About this exercise: Using the listing below, report each line holding the string "similar".

────────────────

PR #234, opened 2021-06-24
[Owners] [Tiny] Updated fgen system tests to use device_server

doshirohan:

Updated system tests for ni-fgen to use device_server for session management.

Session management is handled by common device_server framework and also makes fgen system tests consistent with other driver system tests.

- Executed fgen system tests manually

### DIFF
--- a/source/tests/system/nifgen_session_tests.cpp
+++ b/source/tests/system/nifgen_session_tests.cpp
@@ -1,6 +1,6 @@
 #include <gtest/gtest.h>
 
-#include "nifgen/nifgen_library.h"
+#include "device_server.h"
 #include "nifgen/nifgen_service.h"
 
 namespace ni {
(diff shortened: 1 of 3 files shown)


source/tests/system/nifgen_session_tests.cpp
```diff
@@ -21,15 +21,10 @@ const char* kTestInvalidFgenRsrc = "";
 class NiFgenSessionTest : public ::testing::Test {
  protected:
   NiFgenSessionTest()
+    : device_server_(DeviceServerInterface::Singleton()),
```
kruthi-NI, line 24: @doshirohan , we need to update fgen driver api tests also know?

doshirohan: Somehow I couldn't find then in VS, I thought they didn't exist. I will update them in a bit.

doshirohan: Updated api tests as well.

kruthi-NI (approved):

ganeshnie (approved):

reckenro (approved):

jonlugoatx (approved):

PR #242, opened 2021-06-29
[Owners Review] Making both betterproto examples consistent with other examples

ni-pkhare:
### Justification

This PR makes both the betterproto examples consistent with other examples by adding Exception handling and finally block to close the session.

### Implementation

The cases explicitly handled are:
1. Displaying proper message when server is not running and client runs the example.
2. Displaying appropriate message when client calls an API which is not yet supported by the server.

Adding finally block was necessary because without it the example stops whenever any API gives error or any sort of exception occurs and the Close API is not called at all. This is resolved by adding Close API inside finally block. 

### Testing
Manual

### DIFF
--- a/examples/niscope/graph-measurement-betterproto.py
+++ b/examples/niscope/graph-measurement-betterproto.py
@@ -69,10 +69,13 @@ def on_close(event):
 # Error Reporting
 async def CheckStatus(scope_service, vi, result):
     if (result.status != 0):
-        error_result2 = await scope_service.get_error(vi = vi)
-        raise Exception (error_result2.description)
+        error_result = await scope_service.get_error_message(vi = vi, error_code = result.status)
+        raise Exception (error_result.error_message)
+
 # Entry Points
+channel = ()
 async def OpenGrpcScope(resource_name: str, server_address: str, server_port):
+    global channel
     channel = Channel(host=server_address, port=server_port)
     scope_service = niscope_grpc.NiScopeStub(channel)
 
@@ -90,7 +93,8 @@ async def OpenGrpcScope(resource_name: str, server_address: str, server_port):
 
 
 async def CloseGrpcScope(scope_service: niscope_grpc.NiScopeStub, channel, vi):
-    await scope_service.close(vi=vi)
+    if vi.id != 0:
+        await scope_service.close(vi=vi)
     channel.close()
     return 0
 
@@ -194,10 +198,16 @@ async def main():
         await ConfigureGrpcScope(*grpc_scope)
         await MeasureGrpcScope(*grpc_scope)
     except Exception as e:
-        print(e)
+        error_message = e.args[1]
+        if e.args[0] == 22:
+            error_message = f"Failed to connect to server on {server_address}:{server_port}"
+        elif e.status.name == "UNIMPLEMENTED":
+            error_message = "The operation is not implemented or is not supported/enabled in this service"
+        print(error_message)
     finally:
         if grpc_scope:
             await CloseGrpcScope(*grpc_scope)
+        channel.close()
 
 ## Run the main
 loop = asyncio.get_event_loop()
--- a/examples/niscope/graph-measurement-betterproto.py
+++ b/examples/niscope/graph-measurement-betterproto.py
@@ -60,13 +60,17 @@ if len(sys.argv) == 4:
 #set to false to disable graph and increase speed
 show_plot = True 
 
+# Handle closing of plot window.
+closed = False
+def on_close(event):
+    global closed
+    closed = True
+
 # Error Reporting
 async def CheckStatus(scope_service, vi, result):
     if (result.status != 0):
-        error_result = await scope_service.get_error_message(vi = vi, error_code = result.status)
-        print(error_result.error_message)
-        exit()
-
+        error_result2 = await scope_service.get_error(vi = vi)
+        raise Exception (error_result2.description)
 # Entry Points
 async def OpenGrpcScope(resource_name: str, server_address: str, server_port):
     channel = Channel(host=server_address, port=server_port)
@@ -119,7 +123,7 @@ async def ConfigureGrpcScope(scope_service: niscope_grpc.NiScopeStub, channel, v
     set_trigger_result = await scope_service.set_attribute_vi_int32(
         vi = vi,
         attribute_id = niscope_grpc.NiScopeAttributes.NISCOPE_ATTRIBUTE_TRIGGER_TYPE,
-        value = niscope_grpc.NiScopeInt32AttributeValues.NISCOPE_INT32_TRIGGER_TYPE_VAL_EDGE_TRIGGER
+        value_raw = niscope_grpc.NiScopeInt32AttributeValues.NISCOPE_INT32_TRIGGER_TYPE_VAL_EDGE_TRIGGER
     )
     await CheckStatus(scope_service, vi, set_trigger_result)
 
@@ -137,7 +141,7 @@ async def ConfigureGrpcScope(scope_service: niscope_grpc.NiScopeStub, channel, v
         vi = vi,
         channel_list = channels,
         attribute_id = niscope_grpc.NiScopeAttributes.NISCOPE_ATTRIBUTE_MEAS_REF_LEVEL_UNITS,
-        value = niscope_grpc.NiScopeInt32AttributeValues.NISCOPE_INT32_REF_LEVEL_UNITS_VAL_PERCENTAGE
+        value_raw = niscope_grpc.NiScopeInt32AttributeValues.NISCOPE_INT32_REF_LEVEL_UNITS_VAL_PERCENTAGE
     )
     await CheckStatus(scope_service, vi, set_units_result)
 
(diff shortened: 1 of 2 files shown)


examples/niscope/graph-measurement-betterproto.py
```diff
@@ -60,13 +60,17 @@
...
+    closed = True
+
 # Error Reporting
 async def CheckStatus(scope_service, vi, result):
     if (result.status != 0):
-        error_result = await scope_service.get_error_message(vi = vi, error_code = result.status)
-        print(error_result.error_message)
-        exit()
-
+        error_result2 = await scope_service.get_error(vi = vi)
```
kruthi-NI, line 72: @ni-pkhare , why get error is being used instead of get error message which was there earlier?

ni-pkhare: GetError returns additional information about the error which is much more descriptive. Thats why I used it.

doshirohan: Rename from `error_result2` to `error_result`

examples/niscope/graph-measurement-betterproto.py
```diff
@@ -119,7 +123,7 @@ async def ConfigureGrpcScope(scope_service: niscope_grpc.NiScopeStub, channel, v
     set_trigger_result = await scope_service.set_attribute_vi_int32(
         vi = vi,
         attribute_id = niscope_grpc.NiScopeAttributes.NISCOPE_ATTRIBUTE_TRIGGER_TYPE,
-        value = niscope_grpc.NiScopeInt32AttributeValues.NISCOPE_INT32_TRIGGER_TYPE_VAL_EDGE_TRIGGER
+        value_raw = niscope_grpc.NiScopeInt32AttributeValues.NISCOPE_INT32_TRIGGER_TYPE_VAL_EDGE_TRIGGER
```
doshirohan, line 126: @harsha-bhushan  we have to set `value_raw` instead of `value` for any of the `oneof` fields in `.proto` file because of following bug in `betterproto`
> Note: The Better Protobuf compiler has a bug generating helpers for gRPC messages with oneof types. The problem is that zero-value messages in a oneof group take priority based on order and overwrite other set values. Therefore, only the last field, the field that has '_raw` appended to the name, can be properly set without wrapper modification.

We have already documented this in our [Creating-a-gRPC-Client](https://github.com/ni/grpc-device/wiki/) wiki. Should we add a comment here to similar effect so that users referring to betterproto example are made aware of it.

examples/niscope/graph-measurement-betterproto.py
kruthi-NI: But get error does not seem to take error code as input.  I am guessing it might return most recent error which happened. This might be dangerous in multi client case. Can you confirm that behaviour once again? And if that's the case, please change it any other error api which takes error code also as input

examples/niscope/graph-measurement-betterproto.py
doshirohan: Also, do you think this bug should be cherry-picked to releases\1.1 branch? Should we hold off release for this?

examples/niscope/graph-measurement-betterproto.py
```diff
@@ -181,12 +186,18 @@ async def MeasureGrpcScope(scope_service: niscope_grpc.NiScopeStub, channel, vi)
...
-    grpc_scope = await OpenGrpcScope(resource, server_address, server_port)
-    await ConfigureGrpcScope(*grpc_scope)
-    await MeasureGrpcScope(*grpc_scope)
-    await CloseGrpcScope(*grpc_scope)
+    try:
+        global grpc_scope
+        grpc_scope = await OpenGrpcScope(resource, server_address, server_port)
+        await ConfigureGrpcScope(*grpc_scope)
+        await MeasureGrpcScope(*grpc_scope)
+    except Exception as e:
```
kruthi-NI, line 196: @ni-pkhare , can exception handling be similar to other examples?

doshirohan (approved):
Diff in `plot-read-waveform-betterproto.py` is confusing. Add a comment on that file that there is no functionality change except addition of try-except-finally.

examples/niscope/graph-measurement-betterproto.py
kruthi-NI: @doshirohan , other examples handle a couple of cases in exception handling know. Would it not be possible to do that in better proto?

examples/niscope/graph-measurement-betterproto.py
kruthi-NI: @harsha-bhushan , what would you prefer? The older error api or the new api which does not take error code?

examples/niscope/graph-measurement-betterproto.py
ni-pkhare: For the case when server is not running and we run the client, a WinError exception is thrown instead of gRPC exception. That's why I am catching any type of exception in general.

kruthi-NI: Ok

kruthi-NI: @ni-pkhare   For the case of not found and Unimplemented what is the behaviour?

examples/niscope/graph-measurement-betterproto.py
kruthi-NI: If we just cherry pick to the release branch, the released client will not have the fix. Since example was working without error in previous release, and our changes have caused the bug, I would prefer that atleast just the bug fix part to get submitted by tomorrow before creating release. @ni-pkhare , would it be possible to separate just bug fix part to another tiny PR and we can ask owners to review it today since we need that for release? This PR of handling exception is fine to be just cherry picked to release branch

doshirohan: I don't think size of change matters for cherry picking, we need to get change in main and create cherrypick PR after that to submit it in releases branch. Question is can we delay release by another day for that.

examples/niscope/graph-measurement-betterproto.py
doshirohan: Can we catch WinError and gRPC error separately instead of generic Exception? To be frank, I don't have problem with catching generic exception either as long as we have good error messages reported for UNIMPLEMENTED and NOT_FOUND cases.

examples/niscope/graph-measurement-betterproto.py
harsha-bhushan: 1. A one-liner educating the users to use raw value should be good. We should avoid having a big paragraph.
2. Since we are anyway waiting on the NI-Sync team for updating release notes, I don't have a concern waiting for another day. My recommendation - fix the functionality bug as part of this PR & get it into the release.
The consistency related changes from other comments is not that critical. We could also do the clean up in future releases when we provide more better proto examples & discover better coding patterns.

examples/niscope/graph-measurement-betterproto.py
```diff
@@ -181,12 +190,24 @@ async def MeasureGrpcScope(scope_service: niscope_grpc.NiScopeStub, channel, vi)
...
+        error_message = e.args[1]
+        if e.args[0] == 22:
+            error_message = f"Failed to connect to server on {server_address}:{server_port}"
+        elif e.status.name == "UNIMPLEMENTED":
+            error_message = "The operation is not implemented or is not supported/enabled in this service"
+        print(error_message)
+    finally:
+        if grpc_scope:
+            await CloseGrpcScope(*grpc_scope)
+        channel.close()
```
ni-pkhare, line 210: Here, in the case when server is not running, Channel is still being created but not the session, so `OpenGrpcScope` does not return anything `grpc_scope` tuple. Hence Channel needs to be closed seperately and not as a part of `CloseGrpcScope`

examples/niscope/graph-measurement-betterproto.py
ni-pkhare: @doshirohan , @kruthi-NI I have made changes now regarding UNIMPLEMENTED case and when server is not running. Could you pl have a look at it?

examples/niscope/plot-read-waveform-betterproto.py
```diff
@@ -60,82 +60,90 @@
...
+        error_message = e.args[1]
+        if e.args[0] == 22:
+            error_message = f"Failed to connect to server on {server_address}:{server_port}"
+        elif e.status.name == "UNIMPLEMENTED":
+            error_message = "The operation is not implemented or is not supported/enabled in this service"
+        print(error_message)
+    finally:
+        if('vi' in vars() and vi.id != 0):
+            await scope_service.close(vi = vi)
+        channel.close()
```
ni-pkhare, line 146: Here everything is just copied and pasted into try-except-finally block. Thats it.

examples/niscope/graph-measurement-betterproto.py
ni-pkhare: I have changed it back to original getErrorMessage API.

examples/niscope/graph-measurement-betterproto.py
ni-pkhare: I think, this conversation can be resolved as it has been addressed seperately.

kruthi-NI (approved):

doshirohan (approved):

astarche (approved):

────────────────

Output for this task:
We have already documented this in our [Creating-a-gRPC-Client](https://github.com/ni/grpc-device/wiki/) wiki. Should we add a comment here to similar effect so that users referring to betterproto example are made aware of it.
kruthi-NI, line 196: @ni-pkhare , can exception handling be similar to other examples?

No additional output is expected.